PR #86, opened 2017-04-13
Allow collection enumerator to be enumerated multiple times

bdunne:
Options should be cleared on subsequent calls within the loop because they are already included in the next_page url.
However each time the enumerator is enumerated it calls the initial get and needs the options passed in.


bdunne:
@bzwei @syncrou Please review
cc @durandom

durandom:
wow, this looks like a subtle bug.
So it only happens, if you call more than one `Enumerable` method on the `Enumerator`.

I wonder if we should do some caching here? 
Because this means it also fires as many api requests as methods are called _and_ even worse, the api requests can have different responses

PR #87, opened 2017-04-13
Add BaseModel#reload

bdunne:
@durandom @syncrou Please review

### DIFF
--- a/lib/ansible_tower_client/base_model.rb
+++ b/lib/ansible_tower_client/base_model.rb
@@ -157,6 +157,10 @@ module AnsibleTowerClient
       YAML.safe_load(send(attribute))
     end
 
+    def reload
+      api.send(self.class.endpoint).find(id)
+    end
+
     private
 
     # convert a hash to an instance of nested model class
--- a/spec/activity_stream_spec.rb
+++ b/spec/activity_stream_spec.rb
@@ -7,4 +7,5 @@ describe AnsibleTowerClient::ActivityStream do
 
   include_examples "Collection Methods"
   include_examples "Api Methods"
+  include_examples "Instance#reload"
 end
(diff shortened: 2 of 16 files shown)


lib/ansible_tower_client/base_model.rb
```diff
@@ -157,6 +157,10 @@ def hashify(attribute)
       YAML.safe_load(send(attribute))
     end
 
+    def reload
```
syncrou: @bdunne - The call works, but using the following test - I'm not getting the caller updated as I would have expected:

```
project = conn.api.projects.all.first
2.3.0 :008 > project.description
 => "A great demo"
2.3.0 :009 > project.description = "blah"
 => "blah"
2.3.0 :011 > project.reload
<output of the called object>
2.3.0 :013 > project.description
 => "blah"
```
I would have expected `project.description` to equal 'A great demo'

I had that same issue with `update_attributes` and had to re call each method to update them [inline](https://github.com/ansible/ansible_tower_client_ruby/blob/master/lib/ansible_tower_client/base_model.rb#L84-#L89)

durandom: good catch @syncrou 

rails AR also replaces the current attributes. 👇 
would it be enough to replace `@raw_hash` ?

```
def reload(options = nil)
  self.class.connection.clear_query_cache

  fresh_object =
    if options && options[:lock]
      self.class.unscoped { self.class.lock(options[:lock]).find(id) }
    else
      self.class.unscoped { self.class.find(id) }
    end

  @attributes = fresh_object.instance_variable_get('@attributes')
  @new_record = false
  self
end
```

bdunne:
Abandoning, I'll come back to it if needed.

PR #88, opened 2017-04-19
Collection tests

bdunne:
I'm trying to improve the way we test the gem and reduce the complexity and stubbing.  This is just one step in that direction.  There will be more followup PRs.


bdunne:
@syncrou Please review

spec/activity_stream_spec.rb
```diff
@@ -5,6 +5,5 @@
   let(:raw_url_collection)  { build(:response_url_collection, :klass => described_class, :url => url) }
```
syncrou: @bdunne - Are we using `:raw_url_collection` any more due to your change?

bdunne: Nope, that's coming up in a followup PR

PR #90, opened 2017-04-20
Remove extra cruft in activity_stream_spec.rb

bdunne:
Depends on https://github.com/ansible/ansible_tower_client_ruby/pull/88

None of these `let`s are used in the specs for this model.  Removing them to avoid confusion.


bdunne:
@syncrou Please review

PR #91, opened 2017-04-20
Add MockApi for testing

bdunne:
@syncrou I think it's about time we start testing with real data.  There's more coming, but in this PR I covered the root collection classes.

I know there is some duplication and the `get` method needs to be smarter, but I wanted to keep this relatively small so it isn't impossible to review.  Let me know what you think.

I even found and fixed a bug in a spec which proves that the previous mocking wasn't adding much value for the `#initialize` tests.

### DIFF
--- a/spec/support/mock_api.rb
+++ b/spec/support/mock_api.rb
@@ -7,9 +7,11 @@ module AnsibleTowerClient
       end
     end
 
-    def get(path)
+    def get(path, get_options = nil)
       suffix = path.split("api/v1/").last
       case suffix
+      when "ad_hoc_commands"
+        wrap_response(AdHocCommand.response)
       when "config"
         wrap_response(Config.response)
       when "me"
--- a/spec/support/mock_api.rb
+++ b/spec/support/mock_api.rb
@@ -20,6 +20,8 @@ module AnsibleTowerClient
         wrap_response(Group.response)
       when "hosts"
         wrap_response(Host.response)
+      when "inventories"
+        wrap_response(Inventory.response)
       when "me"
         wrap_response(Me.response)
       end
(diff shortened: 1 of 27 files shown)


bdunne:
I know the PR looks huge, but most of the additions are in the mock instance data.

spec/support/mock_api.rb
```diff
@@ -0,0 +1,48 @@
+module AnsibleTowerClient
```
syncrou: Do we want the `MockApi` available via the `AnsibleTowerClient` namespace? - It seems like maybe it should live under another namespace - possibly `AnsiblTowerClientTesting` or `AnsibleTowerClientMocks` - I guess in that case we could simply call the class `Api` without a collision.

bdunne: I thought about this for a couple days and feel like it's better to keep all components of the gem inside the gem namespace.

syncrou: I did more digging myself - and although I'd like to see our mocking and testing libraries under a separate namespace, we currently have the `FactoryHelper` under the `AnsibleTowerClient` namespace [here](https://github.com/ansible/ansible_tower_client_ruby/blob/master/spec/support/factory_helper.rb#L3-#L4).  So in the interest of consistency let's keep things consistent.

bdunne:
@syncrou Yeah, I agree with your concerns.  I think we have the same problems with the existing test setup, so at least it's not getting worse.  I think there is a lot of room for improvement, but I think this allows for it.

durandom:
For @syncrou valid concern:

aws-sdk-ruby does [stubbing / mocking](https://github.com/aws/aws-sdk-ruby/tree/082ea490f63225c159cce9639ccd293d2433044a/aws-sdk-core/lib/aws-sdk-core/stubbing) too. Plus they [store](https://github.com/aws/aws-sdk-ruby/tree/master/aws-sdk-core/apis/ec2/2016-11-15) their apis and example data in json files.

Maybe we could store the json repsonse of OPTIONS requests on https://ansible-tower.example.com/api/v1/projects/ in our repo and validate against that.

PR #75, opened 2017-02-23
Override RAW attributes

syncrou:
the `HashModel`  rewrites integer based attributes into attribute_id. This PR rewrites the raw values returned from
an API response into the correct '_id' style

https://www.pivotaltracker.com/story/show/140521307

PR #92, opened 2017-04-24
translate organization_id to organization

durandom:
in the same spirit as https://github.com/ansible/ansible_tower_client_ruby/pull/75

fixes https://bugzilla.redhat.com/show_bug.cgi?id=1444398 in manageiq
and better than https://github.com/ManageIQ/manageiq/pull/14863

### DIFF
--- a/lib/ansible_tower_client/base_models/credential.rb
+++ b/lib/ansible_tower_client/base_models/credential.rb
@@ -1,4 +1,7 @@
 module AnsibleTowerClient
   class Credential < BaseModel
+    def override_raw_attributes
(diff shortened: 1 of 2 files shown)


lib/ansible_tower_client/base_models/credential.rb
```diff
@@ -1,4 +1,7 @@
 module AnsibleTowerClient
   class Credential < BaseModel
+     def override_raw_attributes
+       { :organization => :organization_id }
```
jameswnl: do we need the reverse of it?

==

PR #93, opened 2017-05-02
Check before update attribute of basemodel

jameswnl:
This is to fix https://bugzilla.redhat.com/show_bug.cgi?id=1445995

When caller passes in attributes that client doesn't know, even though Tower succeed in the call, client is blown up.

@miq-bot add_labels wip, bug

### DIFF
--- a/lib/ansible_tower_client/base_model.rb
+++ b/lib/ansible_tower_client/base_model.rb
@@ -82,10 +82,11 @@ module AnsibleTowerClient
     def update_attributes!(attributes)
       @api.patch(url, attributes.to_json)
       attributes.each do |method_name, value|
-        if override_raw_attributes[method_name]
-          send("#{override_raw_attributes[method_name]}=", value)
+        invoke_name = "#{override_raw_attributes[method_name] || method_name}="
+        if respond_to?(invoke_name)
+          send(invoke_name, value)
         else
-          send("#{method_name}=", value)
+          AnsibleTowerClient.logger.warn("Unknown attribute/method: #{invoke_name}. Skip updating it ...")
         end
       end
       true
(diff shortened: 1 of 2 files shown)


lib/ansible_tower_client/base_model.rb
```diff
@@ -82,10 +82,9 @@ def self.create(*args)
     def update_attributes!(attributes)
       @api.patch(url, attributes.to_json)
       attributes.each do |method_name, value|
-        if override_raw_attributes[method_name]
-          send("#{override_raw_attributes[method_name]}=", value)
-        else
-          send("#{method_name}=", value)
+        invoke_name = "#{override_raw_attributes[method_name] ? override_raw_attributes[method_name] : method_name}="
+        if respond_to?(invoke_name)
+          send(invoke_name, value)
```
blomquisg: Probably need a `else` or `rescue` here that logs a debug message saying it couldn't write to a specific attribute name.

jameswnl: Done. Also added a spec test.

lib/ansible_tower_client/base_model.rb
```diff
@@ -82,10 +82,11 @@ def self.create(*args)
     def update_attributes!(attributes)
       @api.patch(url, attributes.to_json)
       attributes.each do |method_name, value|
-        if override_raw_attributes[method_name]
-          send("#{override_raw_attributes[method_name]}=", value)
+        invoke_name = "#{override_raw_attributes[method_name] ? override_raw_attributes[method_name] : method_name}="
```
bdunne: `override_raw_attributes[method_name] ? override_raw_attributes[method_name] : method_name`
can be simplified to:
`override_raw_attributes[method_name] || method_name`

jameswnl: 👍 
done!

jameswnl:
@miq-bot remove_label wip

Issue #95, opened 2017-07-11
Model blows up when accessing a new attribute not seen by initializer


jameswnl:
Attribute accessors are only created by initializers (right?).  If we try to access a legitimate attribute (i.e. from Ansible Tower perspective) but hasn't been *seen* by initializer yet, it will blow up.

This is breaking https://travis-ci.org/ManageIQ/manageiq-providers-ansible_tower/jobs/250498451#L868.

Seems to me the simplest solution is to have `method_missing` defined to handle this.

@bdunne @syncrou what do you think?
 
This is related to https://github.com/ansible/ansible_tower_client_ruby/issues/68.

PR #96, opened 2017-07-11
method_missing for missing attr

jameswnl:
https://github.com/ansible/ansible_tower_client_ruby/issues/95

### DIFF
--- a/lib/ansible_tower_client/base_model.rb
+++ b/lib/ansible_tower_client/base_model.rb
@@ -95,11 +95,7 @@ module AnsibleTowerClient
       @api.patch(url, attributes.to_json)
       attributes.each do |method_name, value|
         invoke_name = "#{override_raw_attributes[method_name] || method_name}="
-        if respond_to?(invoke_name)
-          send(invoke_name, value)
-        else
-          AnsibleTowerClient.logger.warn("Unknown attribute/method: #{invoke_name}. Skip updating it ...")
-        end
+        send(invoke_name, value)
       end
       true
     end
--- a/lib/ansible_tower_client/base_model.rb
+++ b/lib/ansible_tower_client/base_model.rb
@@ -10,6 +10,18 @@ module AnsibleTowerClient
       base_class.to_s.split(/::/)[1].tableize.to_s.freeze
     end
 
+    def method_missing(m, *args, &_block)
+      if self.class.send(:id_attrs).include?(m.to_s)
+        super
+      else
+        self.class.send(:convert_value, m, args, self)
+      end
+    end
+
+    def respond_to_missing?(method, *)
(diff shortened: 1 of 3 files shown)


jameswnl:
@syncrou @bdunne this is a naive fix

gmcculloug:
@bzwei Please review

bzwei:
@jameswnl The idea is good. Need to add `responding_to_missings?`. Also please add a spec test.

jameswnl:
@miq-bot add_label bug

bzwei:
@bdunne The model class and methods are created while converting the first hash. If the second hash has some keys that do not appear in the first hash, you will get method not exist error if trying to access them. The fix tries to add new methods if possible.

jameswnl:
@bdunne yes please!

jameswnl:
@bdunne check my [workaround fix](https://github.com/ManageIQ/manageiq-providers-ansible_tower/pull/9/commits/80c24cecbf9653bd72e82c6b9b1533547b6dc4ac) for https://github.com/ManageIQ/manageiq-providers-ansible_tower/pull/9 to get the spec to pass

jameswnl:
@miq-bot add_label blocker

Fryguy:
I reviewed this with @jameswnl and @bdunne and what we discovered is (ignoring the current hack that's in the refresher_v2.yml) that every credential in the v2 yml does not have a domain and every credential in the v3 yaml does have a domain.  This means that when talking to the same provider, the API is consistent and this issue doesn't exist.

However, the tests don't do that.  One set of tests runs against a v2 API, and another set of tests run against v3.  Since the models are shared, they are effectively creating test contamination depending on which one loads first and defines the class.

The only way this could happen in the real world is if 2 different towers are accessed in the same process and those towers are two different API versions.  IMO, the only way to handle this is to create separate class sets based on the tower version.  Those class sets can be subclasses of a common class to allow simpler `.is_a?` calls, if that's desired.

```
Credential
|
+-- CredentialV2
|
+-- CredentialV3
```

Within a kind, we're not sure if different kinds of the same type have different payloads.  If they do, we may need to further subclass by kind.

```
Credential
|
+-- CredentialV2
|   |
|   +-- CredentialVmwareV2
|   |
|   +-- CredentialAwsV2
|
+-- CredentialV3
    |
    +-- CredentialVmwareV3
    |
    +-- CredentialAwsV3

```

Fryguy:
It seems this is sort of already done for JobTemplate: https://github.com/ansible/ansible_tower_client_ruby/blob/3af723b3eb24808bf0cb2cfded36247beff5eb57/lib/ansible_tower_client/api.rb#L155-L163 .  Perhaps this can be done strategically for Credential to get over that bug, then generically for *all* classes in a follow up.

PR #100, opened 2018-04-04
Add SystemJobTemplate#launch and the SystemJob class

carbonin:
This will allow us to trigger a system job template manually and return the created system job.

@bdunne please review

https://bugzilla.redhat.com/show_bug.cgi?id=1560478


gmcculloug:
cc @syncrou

*Your assignment*: Please filter the entries for the word "seen" and copy the lines that have it.

*Your solution*:
Model blows up when accessing a new attribute not seen by initializer
Attribute accessors are only created by initializers (right?).  If we try to access a legitimate attribute (i.e. from Ansible Tower perspective) but hasn't been *seen* by initializer yet, it will blow up.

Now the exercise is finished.